Sorry, I couldn't find any pictures that had the back markings that looked close to these pictures.

I thought maybe a silver tabby shorthair, but I don't know if that's a true breed or not.


----------



## 10cats2dogs (Jun 16, 2013)

Absolutely adorable!!
Whatever the "Breed"!!!


----------



## Shybail (Nov 1, 2013)

Well shorthair you would probably mean domestic shorthair as the cat type. Silver tabby would just be the coloring. You can do a search and check the images for silver tabby. Most are not like the one you show.

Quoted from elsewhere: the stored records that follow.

PR #462, opened 2023-05-08
Use parametric queries instead of spliced values

tdroxler:
related to https://github.com/alephium/explorer-backend/issues/426


simerplaha (approved):
👍🏼

PR #464, opened 2023-05-10
Clean all our functions name

tdroxler:
During our long phase of optimizing our queries, we were keeping old functions and introducing new ones in parallel, to test they were returning the same result.

We were always adding some `SQL` and/or `NoJoin` to be explicit.

Now that it's stable since a long time, we already removed the old function, but didn't adapts the naming.

This PR clean all our names, removing all the `SQL/NoJoin` that made the code dirty and confusing.

I also removed few functions that were not used anymore.

Sorry for the boring PR to review, but it should be only naming things.


tdroxler:
FYI I ran the explorer FE locally, everything works perfectly fine.

simerplaha (approved):
All nice and clean now 👍🏼.

Big PR for a single commit though. Would've been easier to review if every renaming/removal and its replacement were in their own individual commits. But it's ok 👍🏼 

Ran some tests, looks good.

tdroxler:
> Big PR for a single commit though. Would've been easier to review if every renaming/removal and its replacement were in their own individual commits. But it's ok

sorry, the git extremist in me was too lazy this time :sweat_smile:

PR #466, opened 2023-05-16
Clean `Main`

tdroxler:
We were previously having different boot up for `Read...` and `WriteOnly`, because the first ones needed an `ActorSystem`. Now that we use RxJava, we can unify everything.

### DIFF
--- a/app/src/main/scala/org/alephium/explorer/Main.scala
+++ b/app/src/main/scala/org/alephium/explorer/Main.scala
@@ -54,67 +54,16 @@ class BootUp extends StrictLogging {
   implicit val databaseConfig: DatabaseConfig[PostgresProfile] =
     DatabaseConfig.forConfig[PostgresProfile]("db", typesafeConfig)
 
-  def init(): Unit =
-    config.bootMode match {
-      case mode: BootMode.Readable =>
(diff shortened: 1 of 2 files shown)


app/src/main/scala/org/alephium/explorer/Main.scala
```diff
@@ -54,67 +54,16 @@ class BootUp extends StrictLogging {
...
-    explorer
-      .start()
-      .onComplete {
-        case Success(_) => ()
-        case Failure(error) =>
-          logger.error("Fatal error during initialization", error)
-          explorer.stop().failed foreach { error =>
-            logger.error("Failed to stop explorer", error)
-          }
-      }
```
simerplaha, line 100: I didn't realise that on master `explorer.start()` is called twice.

simerplaha (approved):
🚀

simerplaha (approved):
🚀

app/src/main/scala/org/alephium/explorer/Main.scala
tdroxler: ahah yeah my fault on previous refactor. Hopefully our `Service` can't be started twice.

But searching the color may lead you somewhere to maybe a short hair breed mostly in that color or I think it may take a while to find it.


----------



## kittiesmom (Aug 27, 2013)

What a cutie, whatever he/she is if you fell in love its the one for you.


----------



## Dypak (Nov 12, 2013)

Thanks everyone.



Shybail said:


> Well shorthair you would probably mean domestic shorthair as the cat type. Silver tabby would just be the coloring. You can do a search and check the images for silver tabby. Most are not like the one you show. But searching the color may lead you somewhere to maybe a short hair breed mostly in that color or I think it may take a while to find it.


I tried doing that and I ended up with a lot of cats that have a very dark pattern. I'll keep searching (even tried white tabby, but that pulled up more that were not what I'm looking for).

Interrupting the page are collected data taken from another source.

Issue #86, opened 2021-11-19
Improve `TokenSupplyService`


tdroxler:
* We could probably cache the genesis blocks as we always query the same
* `unspentTokens` function can be very slow with millions of utxos
* The syncPeriod should be adaptive, when we know computed all supply, we can wait for 1 all day.

tdroxler:
We changed how we count the token supply recently, not sure the description is still relevant, but let's keep the issue so we check.

tdroxler:
We could now probably get rid of the `JOIN` in our token supply queries, as we are now updating the inputs with the output ref info. But we need to be sure we only compute token supply when the inputs are updated.

tdroxler:
`spent_finalized` isn't inserted either because when we insert an output it can't be spent yet, but while writing I realize we should insert both value anyway even if it's None most of the time, we don't know in the future if suddenly we'll insert spent outputs. Nice catch

simerplaha:
I think the test-cases couldn't pick this up because the generator [`outputEntityGen`](https://github.com/alephium/explorer-backend/blob/token-supply-improvement/app/src/test/scala/org/alephium/explorer/Generators.scala#L532C11-L533) always default these fields to `None`.

tdroxler:
> I think the test-cases couldn't pick this up because the generator [`outputEntityGen`](https://github.com/alephium/explorer-backend/blob/token-supply-improvement/app/src/test/scala/org/alephium/explorer/Generators.scala#L532C11-L533) always default these fields to `None`.

good point, I'll add a test for that case

tdroxler:
> I think the test-cases couldn't pick this up because the generator [`outputEntityGen`](https://github.com/alephium/explorer-backend/blob/token-supply-improvement/app/src/test/scala/org/alephium/explorer/Generators.scala#L532C11-L533) always default these fields to `None`.

done in [this commit ](https://github.com/alephium/explorer-backend/pull/470/commits/bcf47f2626b740c3540c1f5685f97a086cc196d4) You'll see it in [this PR](https://github.com/alephium/explorer-backend/pull/470/commits)

tdroxler:
done in https://github.com/alephium/explorer-backend/pull/470

PR #469, opened 2023-05-26
Spent timestamp

tdroxler:
As explain in [this issue](https://github.com/alephium/explorer-backend/issues/86)

A Release will need to be done and run over our network before the next one.

### DIFF
--- a/app/src/main/scala/org/alephium/explorer/service/TokenSupplyService.scala
+++ b/app/src/main/scala/org/alephium/explorer/service/TokenSupplyService.scala
@@ -37,7 +37,6 @@ import org.alephium.explorer.persistence.DBRunner._
 import org.alephium.explorer.persistence.model.TokenSupplyEntity
 import org.alephium.explorer.persistence.schema._
 import org.alephium.explorer.persistence.schema.CustomGetResult._
-import org.alephium.explorer.persistence.schema.CustomJdbcTypes._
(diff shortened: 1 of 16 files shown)


app/src/main/scala/org/alephium/explorer/service/TokenSupplyService.scala
```diff
@@ -223,12 +222,15 @@ case object TokenSupplyService extends TokenSupplyService with StrictLogging {
...
-              .result
-              .headOption
+            sql"""
+              SELECT block_timestamp
+              FROM block_headers
+              WHERE main_chain = true
+              AND chain_from = $from
+              AND chain_to = $to
+              ORDER BY block_timestamp DESC
+              LIMIT 1
```
simerplaha, line 232: The typed query being replaced is not querying for `main_chain = true`. Is the `main_chain` check in SQL query something that was missing from the typed query?

tdroxler: Good point, I think it actually doesn't change much with or without it, token supply is computed daily at midnight, the latest  block is more like a time reference to see when we change day. 
As it's the same it's maybe cleaner to have the `main_chain = true`?

simerplaha (approved):
👍🏼

polarker (approved):
LGTM

tdroxler:
I'll make a release on Monday and deploy it on our various env to let the new field spread out.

I appreciate your help, and if anyone does recognize the breed, please let me know.

Thanks!


----------



## Carmel (Nov 23, 2010)

Most cats aren't any breed, they are just a domestic shorthair... cats breeds make up like 5% of the entire cat population and also every single coloring and shape and size can be found is the cats on the street. The way cat breeds work is pretty much reverse from dogs, they don't descend from long lines of cat breeds. Many cat breeds are less than 100 years old, and they only started by someone picking up an interesting looking cat off the street and breeding it, or by modifying already established cat breeds... all cats come from domestic shorthairs (cats of unknown origin), not the other way around.

The cat looks like a silver tabby kitten. That it's coat color... not breed. Because we can't see the side I can't determine if it's spotted, mackerel or classic. But there's no shortage of cats in shelters that look just like it.


----------



## CatMonkeys (Sep 27, 2012)

What a cutie you've got there! That last picture looks like a perfect holiday card. 


Sent from Petguide.com Free App


----------



## catloverami (Jul 5, 2010)

Possibly _Silver Tabby American Shorthair_. If the striping on it's sides is like a tiger then it's a Silver Mackerel Tabby, compared to the ones in these pics which are the Classic (or sometimes called "blotched") Tabby pattern with the bull's eye and circular striping on the sides.

Breed Profile: The American Shorthair


----------



## TinyPaws (Jun 23, 2013)

British shorthair silver tabbies?


----------



## franri (Jul 19, 2013)

my cats are all the most common breed - lazy.


----------



## Venusworld21 (Oct 23, 2012)

franri said:


> my cats are all the most common breed - lazy.


Lol! I've got some exceptional specimens of THAT breed!


----------